The comments of Jesus Silva-Herzog, Mexico’s ambassador to the U.S. during a luncheon at the Ritz-Cartoon downtown concerning the U.S. embargo on Mexican avocados brought to mind an absurd incident in Atlanta last October.

      At the insistence of the U.S. Department of Agricultural, 80 kilos (176.3 pounds) of avocados were only allowed to be shipped here from Mexico for a trade show held at the World Congress Center on condition that after the show they all had to be burned.

      Mexican avocados already are for sale in Alaska and 19 states in the Northeast, but a powerful lobby of U.S. growers primarily in California has managed to keep them out of the rest of the U.S.

      “Mexican avocados are banned because someone found a disease-carrying mosquito in the fruits in 1914,” Mr. Silva-Herzog told attendees at the luncheon sponsored by the Metro Atlanta Chamber of Commerce and the Southern Center for International Studies.

      He predicted, however, that the ban would soon be lifted,  and joked that the mosquito must be dead by now.

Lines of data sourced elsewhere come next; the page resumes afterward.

PR #1228, opened 2022-11-02
Add fsspec http support

braingram:
Opening an http filesystem file using fsspec returns an object that is incompatible with generic_io. The fsspec object, when treated like a generic_io.RealFile, fails on both the _size and name/uri calculations.

[generic_io.GenericFile._size](https://github.com/asdf-format/asdf/blob/989cd955420ae717dff763c152be3cc21343d244/asdf/generic_io.py#L221) does not appear to be used so this PR removes it from all GenericFile classes.

[fd.name](https://github.com/asdf-format/asdf/blob/989cd955420ae717dff763c152be3cc21343d244/asdf/generic_io.py#L727) is used to calculate the uri (when not otherwise supplied). fsspec http files do not have a name so a different method of defining uri (such as providing one at the time of opening) will need to be used when a uri is necessary. This PR adds a `hasattr` check for name to avoid an exception during creation of the RealFile.

### DIFF
--- a/CHANGES.rst
+++ b/CHANGES.rst
@@ -13,6 +13,7 @@
 - Remove stray toplevel packages ``docker`` ``docs`` and ``compatibility_tests`` from wheel [#1214]
 - Close files opened during a failed call to asdf.open [#1221]
 - Modify generic_file for fsspec compatibility [#1226]
+- Add fsspec http filesystem support [#1228]
 
 2.13.0 (2022-08-19)
 -------------------
--- a/asdf/generic_io.py
+++ b/asdf/generic_io.py
@@ -218,7 +218,6 @@ class GenericFile(metaclass=util.InheritDocstrings):
         self._fd = fd
         self._mode = mode
         self._close = close
-        self._size = None
         self._uri = uri
 
         self.block_size = get_config().io_block_size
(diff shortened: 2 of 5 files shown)


braingram:
@WilliamJamieson do you know of any uses of generic_io.GenericFile._size? This appears to be calculated for several of the GenericFile subclasses but I'm not seeing a use anywhere in the code.

WilliamJamieson:
> @WilliamJamieson do you know of any uses of generic_io.GenericFile._size? This appears to be calculated for several of the GenericFile subclasses but I'm not seeing a use anywhere in the code.

No

WilliamJamieson:
The jwst failure is unrelated and should be fixed by spacetelescope/jwst#7331.

WilliamJamieson (changes requested):
These changes seem reasonable, do they enable the example in #1146 to work properly now?

If so can you create a test based on that example and add it to `test_asdf.py`?

braingram:
> These changes seem reasonable, do they enable the example in #1146 to work properly now?
> 
> If so can you create a test based on that example and add it to `test_asdf.py`?

Both examples, the local and http filesystems, should now work with tests for both (this PR adds the http filesystem support and tests). Let me know if there's anything else you'd like me to add to this PR otherwise it looks good to me.

WilliamJamieson (approved):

      Mr. Silva-Herzog also predicted that the dispute between the U.S. and Mexico over cross-border trucking will be solved in a few weeks.

      While the Mexican government is reluctant to allow U.S. trucks over 48 feet long into the country, “the average truck in the U.S. is 53 feet long, so you can see that we still have some negotiating to do.  However, I think that the problem will be solved in a few weeks.”

      In addition, he said that Mexico’s exports made possible by Nafta was one of the reasons that the country was able to repay its debt to the  U.S. ahead of time.

      The Mexican government’s program of economic austerity, structural changes in the economy that the government made before the peso crashed and economic assistance from the U.S. and the International Monetary Fund also were instrumental in his country’s recovery, he added.